Problem requirements: Please keep to the lines below from the one with "from datetime import datetime" through the one with "for option in", and restate them word for word, ends included.

Data excerpts:
· · ·

PR #1676, opened 2020-09-25
implemented test case for sendBroadcast

navjotcis:
I have written a test case for sendBroadcast here I am sending a message and checking the status of the message on the bases of ackdata.


g1itch:
I don't understand what are you trying to do. There is the PR for API refactoring already containing similar changes:
https://github.com/Bitmessage/PyBitmessage/pull/1382/files#diff-5e0b291ba4f1474709fc8d4bcf4805d7R272

Issue #1147, opened 2018-03-07
Try Icon color, inconsistent state


PeterSurda:
This came in the bitmessage chan:

hello!
since last update the tray icon is always red, independently if there are connections. The icon in the main window correctly shows yellow. 

And another issue that I see sometimes, also with former version:
- I visit the lists of new messages and read and/or delete all of them
- new messages: 0
restart Bitmessage
- the line "new" is bold and an old number is listed beside
- when I click on "new" the list is empty, and the state is corrected

g1itch:
I doubt that the two issues are related. About tray icon my first suggestion that OP runs v0.6.2. 

I also cannot reproduce the second issue but I've seen another effect. Then you add some unread messages to trash after restart BM shows no unread messages in that tree.

navjotcis:
Here the first issue seems to be fixed and I have checked with second issue but I am not able to reproduce it

navjotcis:
> I doubt that the two issues are related. About tray icon my first suggestion that OP runs v0.6.2.
> 
> I also cannot reproduce the second issue but I've seen another effect. Then you add some unread messages to the trash after restart BM shows no unread messages in that tree.

this is also fixed I think as I have checked first I have deleted the inbox unread message and move it to the trash then it is showing unread in the trash as well.
![image](https://user-images.githubusercontent.com/33522186/92246941-17f35a80-eee4-11ea-8dd3-09ad7b4c1808.png)

navjotcis:
I have deleted all the inbox messages and restart the Bitmessage then "new" is showing in the bold and the old count is showing there and when I open the "new" then the list was empty so this issue is only reproducible some times because I tried to check it again 5 times but it appears only 2 times. 
There is also one more issue here when the user moves an unread message of the inbox into the trash it shows unread in the trash list so I have tried to fixed the unread trash message issue and then both the issues get solved.

navjotcis:
fixes https://github.com/Bitmessage/PyBitmessage/pull/1680

g1itch:
Today I received the comment about red tray icon, suggesting that it's also related to setuptools.
![image](https://user-images.githubusercontent.com/4012700/107979726-bfaea180-6fc7-11eb-9075-70bbc5e23eca.png)

As for marking all trashed messages read, I reverted that change in my qt5-wip branch. I disagree with that decision.

PR #1680, opened 2020-10-08
fixed unread trash message listing issue

navjotcis:
I have worked on updating the inbox table read value to 1(which means the message is read) so now when the user will move the unread inbox message to the trash message listing then he will not see the unread sign in the trash message listing.because all the message which moves in trash message listing should change the status from unread to read.


PeterSurda (approved):
I haven't tested it but even if it doesn't fully fix everything, it fixes some things.

navjotcis:
This PR has also fixed the problem of https://github.com/Bitmessage/PyBitmessage/issues/1147 issue.

PR #1681, opened 2020-10-15
Fixes #846

### LINKED ISSUE #846: Spell checking
A user suggested over BM that spellchecking would be a good feature. We obviously can't use online checking API so somehow the languages would have to be bundled, or there could be an option to download it separately.

scottwedge:
Ran spell check against all Python files and found these minor errors.


g1itch:
#846 is about spellchecking an outgoing message in `MessageCompose` widget.

PR #1683, opened 2020-10-23
Fix broken tests

PeterSurda:
- setting `BITMESSAGE_HOME` doesn't always work, so we wrote a function to do this
- `logger` and `BMConfigParser` now clear old config when loading new
- add method for flushing log files
- rework logic in `test_logger`
- detect thread names on UNIX-like OSes
- be more accurate when starting or stopping a process, better waiting mechanisms
- add extra cleanup during `TestProcess` start

### DIFF
--- a/src/tests/test_config.py
+++ b/src/tests/test_config.py
@@ -45,6 +45,7 @@ class TestProcessConfig(TestProcessProto):
     def test_config_defaults(self):
         """Test settings in the generated config"""
         self._stop_process()
+        self._kill_process()
         config = BMConfigParser()
         config.read(os.path.join(self.home, 'keys.dat'))
 
--- a/src/tests/test_logger.py
+++ b/src/tests/test_logger.py
@@ -7,6 +7,8 @@ import os
 import tempfile
 import unittest
 
+from pybitmessage.paths import set_appdata_folder
+
 
 class TestLogger(unittest.TestCase):
     """A test case for bmconfigparser"""
@@ -35,11 +37,14 @@ level=DEBUG
 handlers=default
 '''
 
-    def test_fileConfig(self):
+    def test_fileConfig(self):  # pylint: disable=invalid-name
         """Put logging.dat with special pattern and check it was used"""
-        tmp = os.environ['BITMESSAGE_HOME'] = tempfile.gettempdir()
+        # FIXME: this doesn't always work, probably due to module
+        # load order. Workaround through .travis.yml
+        tmp = set_appdata_folder(tempfile.gettempdir())
         log_config = os.path.join(tmp, 'logging.dat')
         log_file = os.path.join(tmp, 'debug.log')
+        pass_ = 1
 
         def gen_log_config(pattern):
             """A small closure to generate logging.dat with custom pattern"""
@@ -48,11 +53,14 @@ handlers=default
 
         pattern = r' o_0 '
         gen_log_config(pattern)
+        pass_ = 1
 
         try:
-            from pybitmessage.debug import logger, resetLogging
+            # pylint: disable=import-outside-toplevel
+            from pybitmessage.debug import logger, resetLogging, flush_logs
             if not os.path.isfile(log_file):  # second pass
                 pattern = r' <===> '
+                pass_ = 2
                 gen_log_config(pattern)
                 resetLogging()
         except ImportError:
@@ -60,10 +68,17 @@ handlers=default
         finally:
             os.remove(log_config)
 
+        # pylint: disable=invalid-name
+        self.longMessage = True
+
         logger_ = logging.getLogger('default')
 
-        self.assertEqual(logger, logger_)
+        self.assertEqual(logger, logger_, ", pass {}".
+                         format(pass_))
 
         logger_.info('Testing the logger...')
+        flush_logs()
 
-        self.assertRegexpMatches(open(log_file).read(), pattern)
+        # pylint: disable=deprecated-method
+        self.assertRegexpMatches(open(log_file).read(), pattern,
+                                 ", pass {}".format(pass_))
--- a/src/tests/test_process.py
+++ b/src/tests/test_process.py
@@ -5,11 +5,14 @@ Common reusable code for tests and tests for pybitmessage process.
 import os
 import signal
 import subprocess  # nosec
+import sys
 import tempfile
 import time
 import unittest
 
 import psutil
+
+from pybitmessage.paths import set_appdata_folder
 
 
 def put_signal_file(path, filename):
@@ -23,7 +26,26 @@ class TestProcessProto(unittest.TestCase):
     it starts pybitmessage in setUpClass() and stops it in tearDownClass()
     """
     _process_cmd = ['pybitmessage', '-d']
-    _threads_count = 15
+    _threads_count_min = 15
+    _threads_count_max = 16
+    _threads_names = [
+        'PyBitmessage',
+        'addressGenerato',
+        'singleWorker',
+        'SQL',
+        'objectProcessor',
+        'singleCleaner',
+        'singleAPI',
+        'Asyncore',
+        'ReceiveQueue_0',
+        'ReceiveQueue_1',
+        'ReceiveQueue_2',
+        'Announcer',
+        'InvBroadcaster',
+        'AddrBroadcaster',
+        'Downloader',
+        'Uploader'
+    ]
     _files = (
         'keys.dat', 'debug.log', 'messages.dat', 'knownnodes.dat',
         '.api_started', 'unittest.lock'
@@ -32,10 +54,28 @@ class TestProcessProto(unittest.TestCase):
     @classmethod
     def setUpClass(cls):
         """Setup environment and start pybitmessage"""
-        cls.home = os.environ['BITMESSAGE_HOME'] = tempfile.gettempdir()
+        cls.home = set_appdata_folder(tempfile.gettempdir())
+        cls._cleanup_files()
         put_signal_file(cls.home, 'unittest.lock')
+        starttime = int(time.time())
         subprocess.call(cls._process_cmd)  # nosec
-        time.sleep(5)
+        timeout = starttime + 30
+        while time.time() <= timeout:
+            try:
+                if os.path.exists(os.path.join(cls.home,
+                                               'singleton.lock')):
+                    pstat = os.stat(os.path.join(cls.home, 'singleton.lock'))
+                    if starttime <= pstat.st_mtime and pstat.st_size > 0:
+                        break
+            except OSError:
+                break
+            time.sleep(1)
+        if time.time() >= timeout:
+            raise psutil.TimeoutExpired(
+                "Timeout starting {}".format(cls._process_cmd))
+        # wait a bit for the program to fully start
+        # 10 sec should be enough
+        time.sleep(10)
         cls.pid = int(cls._get_readline('singleton.lock'))
         cls.process = psutil.Process(cls.pid)
 
@@ -57,6 +97,18 @@ class TestProcessProto(unittest.TestCase):
         return True
 
     @classmethod
+    def _kill_process(cls, timeout=5):
+        try:
+            cls.process.send_signal(signal.SIGKILL)
+            cls.process.wait(timeout)
+        # Windows or already dead
+        except (AttributeError, psutil.NoSuchProcess):
+            return True
+        # except psutil.TimeoutExpired propagates, it means something is very
+        # wrong
+        return True
+
+    @classmethod
     def _cleanup_files(cls):
         for pfile in cls._files:
             try:
@@ -69,33 +121,57 @@ class TestProcessProto(unittest.TestCase):
         """Ensures that pybitmessage stopped and removes files"""
         try:
             if not cls._stop_process():
-                print(open(os.path.join(cls.home, 'debug.log'), 'rb').read())
                 cls.process.kill()
-        except psutil.NoSuchProcess:
+                cls.process.wait(5)
+        except (psutil.TimeoutExpired, psutil.NoSuchProcess):
             pass
         finally:
             cls._cleanup_files()
 
     def _test_threads(self):
-        # only count for now
-        # because of https://github.com/giampaolo/psutil/issues/613
-        # PyBitmessage
-        #   - addressGenerator
-        #   - singleWorker
-        #   - SQL
-        #   - objectProcessor
-        #   - singleCleaner
-        #   - singleAPI
-        #   - Asyncore
-        #   - ReceiveQueue_0
-        #   - ReceiveQueue_1
-        #   - ReceiveQueue_2
-        #   - Announcer
-        #   - InvBroadcaster
-        #   - AddrBroadcaster
-        #   - Downloader
-        self.assertEqual(
-            len(self.process.threads()), self._threads_count)
+        """Test number and names of threads"""
+
+        # pylint: disable=invalid-name
+        self.longMessage = True
+
+        try:
+            # using ps for posix platforms
+            # because of https://github.com/giampaolo/psutil/issues/613
+            thread_names = subprocess.check_output([
+                "ps", "-L", "-o", "comm=", "--pid",
+                str(self.process.pid)
+            ]).split()
+        except:  # pylint: disable=bare-except
+            thread_names = []
+
+        running_threads = len(thread_names)
+        if 0 < running_threads < 30:  # adequacy check
+            extra_threads = []
+            missing_threads = []
+            for thread_name in thread_names:
+                if thread_name not in self._threads_names:
+                    extra_threads.append(thread_name)
+            for thread_name in self._threads_names:
+                if thread_name not in thread_names:
+                    missing_threads.append(thread_name)
+
+            msg = "Missing threads: {}, Extra threads: {}".format(
+                ",".join(missing_threads), ",".join(extra_threads))
+        else:
+            running_threads = self.process.num_threads()
+            if sys.platform.startswith('win'):
+                running_threads -= 1  # one extra thread on Windows!
+            msg = "Unexpected running thread count"
+
+        self.assertGreaterEqual(
+            running_threads,
+            self._threads_count_min,
+            msg)
+
+        self.assertLessEqual(
+            running_threads,
+            self._threads_count_max,
+            msg)
 
 
 class TestProcessShutdown(TestProcessProto):
@@ -110,7 +186,14 @@ class TestProcessShutdown(TestProcessProto):
     @classmethod
     def tearDownClass(cls):
         """Special teardown because pybitmessage is already stopped"""
-        cls._cleanup_files()
+        try:
+            if cls.process.is_running():
+                cls.process.kill()
+                cls.process.wait(5)
+        except (psutil.TimeoutExpired, psutil.NoSuchProcess):
+            pass
+        finally:
+            cls._cleanup_files()
 
 
 class TestProcess(TestProcessProto):
--- a/src/bmconfigparser.py
+++ b/src/bmconfigparser.py
@@ -7,7 +7,7 @@ import os
 import shutil
 from datetime import datetime
 
-import state
+from paths import get_active_config_folder
 from singleton import Singleton
 
 BMConfigDefaults = {
@@ -124,7 +124,16 @@ class BMConfigParser(ConfigParser.SafeConfigParser):
         return [
             x for x in BMConfigParser().sections() if x.startswith('BM-')]
 
+    def _reset(self):
+        """Reset current config. There doesn't appear to be a built in
+           method for this"""
+        sections = self.sections()
+        for x in sections:
+            self.remove_section(x)
+
     def read(self, filenames):
+        """Read config and populate defaults"""
+        self._reset()
         ConfigParser.ConfigParser.read(self, filenames)
         for section in self.sections():
             for option in self.options(section):
@@ -144,7 +153,7 @@ class BMConfigParser(ConfigParser.SafeConfigParser):
 
     def save(self):
         """Save the runtime config onto the filesystem"""
-        fileName = os.path.join(state.appdata, 'keys.dat')
+        fileName = os.path.join(get_active_config_folder(), 'keys.dat')
         fileNameBak = '.'.join([
             fileName, datetime.now().strftime("%Y%j%H%M%S%f"), 'bak'])
         # create a backup copy to prevent the accidental loss due to
--- a/src/class_sqlThread.py
+++ b/src/class_sqlThread.py
@@ -28,7 +28,9 @@ class sqlThread(threading.Thread):
 
     def run(self):  # pylint: disable=too-many-locals, too-many-branches, too-many-statements
         """Process SQL queries from `.helper_sql.sqlSubmitQueue`"""
-        self.conn = sqlite3.connect(state.appdata + 'messages.dat')
+        self.conn = sqlite3.connect(
+            os.path.join(paths.get_active_config_folder(),
+                         'messages.dat'))
         self.conn.text_factory = str
         self.cur = self.conn.cursor()
 
--- a/src/debug.py
+++ b/src/debug.py
@@ -42,7 +42,8 @@ import os
 import sys
 
 import helper_startup
-import state
+
+from paths import get_active_config_folder
 
 helper_startup.loadConfig()
 
@@ -67,7 +68,7 @@ def configureLogging():
     sys.excepthook = log_uncaught_exceptions
     fail_msg = ''
     try:
-        logging_config = os.path.join(state.appdata, 'logging.dat')
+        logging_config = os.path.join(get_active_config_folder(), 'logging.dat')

· · ·

Written answer:
 from datetime import datetime
 
-import state
+from paths import get_active_config_folder
 from singleton import Singleton
 
 BMConfigDefaults = {
@@ -124,7 +124,16 @@ class BMConfigParser(ConfigParser.SafeConfigParser):
         return [
             x for x in BMConfigParser().sections() if x.startswith('BM-')]
 
+    def _reset(self):
+        """Reset current config. There doesn't appear to be a built in
+           method for this"""
+        sections = self.sections()
+        for x in sections:
+            self.remove_section(x)
+
     def read(self, filenames):
+        """Read config and populate defaults"""
+        self._reset()
         ConfigParser.ConfigParser.read(self, filenames)
         for section in self.sections():
             for option in self.options(section):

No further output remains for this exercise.